_TASK REQUIREMENTS:_ Which lines of the entries below run from the one holding "## This would solve..." to the one holding "to send over", inclusive? Set down exactly those lines and no others.

Saved entries:
◆ ◆ ◆ ◆

PR #5797, opened 2026-09-10
fix(cache): preserve 304 response event order with async stores

marcopiraccini:
## This relates to...

N/A

## Rationale

A cache revalidation can receive a 304 before an asynchronous store has returned the cached response. The 304 itself has no body, but the cached body must be replayed before downstream receives the response end.

## Changes

- Pause a reusable 304 while the cache lookup and cached-body replay complete.
- Use a private controller wrapper so downstream backpressure cannot release that internal pause early.
- Resume the origin response only after replay completes, preserving start, cached data, then end ordering.
- Handle failed cache lookups as misses and abort cleanly if asynchronous 304 handling throws.
- Add coverage for synchronous and asynchronous stores, replay backpressure, write-stream failures, closed streams, and the asynchronous abort path.

### Features

N/A

### Bug Fixes

- Preserve response event ordering when a 304 is revalidated through an asynchronous cache store.
- Prevent cached-body replay from being cut short by an early 304 end.

N/A

## Status

- [x] I have read and agreed to the [Developer Certificate of Origin][cert]
- [x] Tested
- [S] Documented
- [x] Review ready
- [x] In review
- [ ] Merge ready

### DIFF
--- a/lib/handler/cache-handler.js
+++ b/lib/handler/cache-handler.js
@@ -150,6 +150,12 @@ class CacheHandler {
   #handler
 
   /**
+   * Pending 304 resolution (async store lookup or cached body replay).
+   * @type {Promise<void> | null}
+   */
+  #pending304 = null
+
+  /**
    * @type {import('node:stream').Writable | undefined}
    */
   #writeStream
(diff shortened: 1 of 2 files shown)


lib/handler/cache-handler.js
```diff
@@ -345,59 +351,68 @@ class CacheHandler {
...
-          const bodyIterator = cachedValue.body.values()
-
-          const streamCachedBody = () => {
-            for (const chunk of bodyIterator) {
-              const full = this.#writeStream.write(chunk) === false
-              this.#handler.onResponseData?.(controller, chunk)
-              // when stream is full stop writing until we get a 'drain' event
-              if (full) {
-                break
+          return new Promise((resolve) => {
```
metcoder95, line 354: I'd prefer if we use a callback instead of creating a new Promise; in that way, regardless of the nature, we minimize overhead as well keep things a bit consistent.

mcollina: I don't think it's the contract.

lib/handler/cache-handler.js
```diff
@@ -445,6 +466,11 @@ class CacheHandler {
   }
 
   onResponseData (controller, chunk) {
+    if (this.#pending304) {
+      this.#pending304 = this.#pending304.then(() => this.onResponseData(controller, chunk))
```
mcollina, line 470: this create an infinite chain of pending promises

mcollina (changes requested):

marcopiraccini:
@mcollina PTAL

mcollina (approved):
LGTM, much much better

mcollina:
@metcoder95 PTAL

metcoder95 (approved):

PR #5802, opened 2026-09-11
feat(h2): honor maxRequestsPerClient

### LINKED ISSUE #5787: Support maxRequestsPerClient for HTTP/2 sessions
## This would solve...

`maxRequestsPerClient` currently limits the number of requests sent over an HTTP/1.1 connection, but it does not appear to apply after HTTP/2 is negotiated.

The option is documented as:

> The maximum number of requests to send over a single connection before the socket is reset.

In Undici 8.10.0, the request counter is enforced in [`client-h1.js`](https://github.com/nodejs/undici/blob/v8.10.0/lib/dispatcher/client-h1.js#L1296-L1298). The [HTTP/2 implementation](https://github.com/nodejs/undici/blob/v8.10.0/lib/dispatcher/client-h2.js#L12-L42) does not import or use `kMaxRequests`.

This means applications using `allowH2` cannot place a request-count lifetime on an HTTP/2 session. We encountered a case where an HTTP/2 session remained logically reusable after its transport stopped making progress. Subsequent requests continued selecting that session. Periodically retiring a session after a bounded number of requests would provide useful defense in depth and limit how long unhealthy or stale sessions can be reused.

When HTTP/2 is negotiated and `maxRequestsPerClient` is a positive number:

- Count requests/streams opened on the current HTTP/2 session.
- Once the limit is reached, stop assigning new requests to that session.
- Allow existing streams to complete, then gracefully retire the session.
- Establish a new session for queued or subsequent requests.
- Preserve the existing `null`/`0` behavior that disables the limit.

The exact behavior around concurrent streams could follow maintainer guidance—for example, whether the limit is strict or may be exceeded by streams already opened concurrently.

## I have also considered...

- Rotating the dispatcher in application code after request timeouts. This works as a reactive mitigation, but requires applications to own dispatcher lifecycle and duplicate session-health logic.
- HTTP/2 PING frames. These help with liveness detection but do not provide a bounded session lifetime.
- A separate HTTP/2-specific option. That would be workable, but extending `maxRequestsPerClient` seems consistent with its documented connection-level semantics.

## Additional context

Environment where this was observed:

- Node.js 24
- Undici 8.10.0
- HTTP/2 enabled with `allowH2`

I would be happy to help test the behavior or contribute a change with guidance on the preferred HTTP/2 retirement semantics.

johnlyonms:
## This relates to...

Closes #5787

## Rationale

`maxRequestsPerClient` was only honored by the HTTP/1.1 dispatcher. A `Client` created with `allowH2: true`, or an `H2CClient`, ignored the option and kept a single HTTP/2 session alive indefinitely. The option is important for rotating
connections so load balancers can rebalance and clients do not remain pinned to one backend.

HTTP/2 also requires bounded retirement. Once a client has reached its request limit and we mark it as such, we must wait for existing streams to close. Waiting indefinitely for accepted streams to close lets a long-lived SSE, CONNECT, WebSocket, long-polling, gRPC, or stalled upload would block all queued work if we didn't implement a bound. 

## Changes

- Count successfully opened HTTP/2 streams against `maxRequestsPerClient`.
- Retire a session synchronously when it reaches the limit so no additional stream can slip through the same resume loop.
- Allow accepted streams to drain without truncating ordinary responses or request uploads.
- Bound retirement draining with `headersTimeout`. If accepted streams remain open at the deadline, reset the retired session with an informational error so queued requests remain replayable on a fresh connection.
- Cancel the retirement timer during normal drain, GOAWAY, reset, and session close paths.
- Preserve the existing `0`, `null`, and `undefined` disabled behavior.
- Document the HTTP/1.1 message-counting and HTTP/2 stream-counting behavior for `Client`, `H2CClient`, and TypeScript consumers.

The implementation tracks physical stream closure separately from `kOpenStreams`. A response may finish while its request body is still uploading, so response completion alone is not sufficient to safely retire the session.

## Tests

`test/http2-max-requests-per-client.js` contains 17 tests covering:

- sequential and concurrent session rotation
- limits of `1` and disabled limits
- `Client`, `H2CClient`, and `Pool`
- graceful drain and complete request-body uploads
- failed, aborted, upgrade, and WebSocket streams
- GOAWAY and abrupt peer disconnect races
- client destruction during retirement
- exactly one disconnect notification
- an endless SSE stream being terminated after `headersTimeout` while queued work reconnects successfully

Validation:

- Focused HTTP/2 suite: 17/17 passed
- ESLint passed for the changed JavaScript files
- Syntax and whitespace checks passed

## Commits

- `12ac5172 feat(h2): honor maxRequestsPerClient`
- `41ba964e fix(h2): bound retired session draining`

None. HTTP/1.1 behavior is unchanged. HTTP/2 users who do not configure `maxRequestsPerClient`, or set it to `0`, see no change. Setting `headersTimeout: 0` explicitly disables the retirement drain deadline.

## Status

- [x] Tested
- [x] Documented
- [x] Review ready
- [ ] In review
- [ ] Merge ready

### DIFF
--- a/docs/docs/api/Client.md
+++ b/docs/docs/api/Client.md
@@ -49,6 +49,8 @@ added: v1.0.0
   * `headersTimeout` {number|null} The timeout, in milliseconds, the parser
     waits to receive the complete HTTP headers before the request times out. Use
     `0` to disable it entirely. **Default:** `300e3`.
+    Over HTTP/2 this also bounds how long a session retired by
+    `maxRequestsPerClient` may wait for its active streams to close.
     HTTP/1.1 headers/body parser timeouts are not guaranteed to fire with exact
     millisecond precision: delays up to 1000ms use native timers, while larger
     delays use undici's lower-overhead fast timers with a target resolution
@@ -78,9 +80,9 @@ added: v1.0.0
     Over HTTP/1.1 a request is counted per message and the socket is reset once
     the limit is reached. Over HTTP/2 a request is counted per successfully
     opened stream: the session is retired once the limit is reached, meaning it
-    accepts no further streams and the streams it already accepted are allowed
-    to complete before the connection is closed. Queued and subsequent requests
-    are dispatched on a new session.
+    accepts no further streams. Streams it already accepted are allowed to
+    complete for up to `headersTimeout` before the connection is reset. Queued
+    and subsequent requests are then dispatched on a new session.
   * `localAddress` {string|null} The local IP address the socket should connect
     from. **Default:** `null`.
   * `pipelining` {number|null} The number of concurrent requests sent over the
--- a/docs/docs/api/Client.md
+++ b/docs/docs/api/Client.md
@@ -75,6 +75,12 @@ added: v1.0.0
   * `maxRequestsPerClient` {number|null} The maximum number of requests to send
     over a single connection before the socket is reset. Use `0` to disable this
     limit. **Default:** `null`.
+    Over HTTP/1.1 a request is counted per message and the socket is reset once
+    the limit is reached. Over HTTP/2 a request is counted per successfully
+    opened stream: the session is retired once the limit is reached, meaning it
+    accepts no further streams and the streams it already accepted are allowed
+    to complete before the connection is closed. Queued and subsequent requests
+    are dispatched on a new session.
   * `localAddress` {string|null} The local IP address the socket should connect
     from. **Default:** `null`.
   * `pipelining` {number|null} The number of concurrent requests sent over the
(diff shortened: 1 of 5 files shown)


docs/docs/api/Client.md
```diff
@@ -75,6 +77,12 @@ added: v1.0.0
   * `maxRequestsPerClient` {number|null} The maximum number of requests to send
     over a single connection before the socket is reset. Use `0` to disable this
     limit. **Default:** `null`.
+    Over HTTP/1.1 a request is counted per message and the socket is reset once
+    the limit is reached. Over HTTP/2 a request is counted per successfully
+    opened stream: the session is retired once the limit is reached, meaning it
+    accepts no further streams. Streams it already accepted are allowed to
+    complete for up to `headersTimeout` before the connection is reset. Queued
+    and subsequent requests are then dispatched on a new session.
```
metcoder95, line 85: This can be a bit confusing for users, especially given that we have the `maxConcurrentStreams`; let's mention how they differ and how they interact with each other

◆ ◆ ◆ ◆

_WRITTEN RESPONSE:_
## This would solve...

`maxRequestsPerClient` currently limits the number of requests sent over an HTTP/1.1 connection, but it does not appear to apply after HTTP/2 is negotiated.

The option is documented as:

> The maximum number of requests to send over a single connection before the socket is reset.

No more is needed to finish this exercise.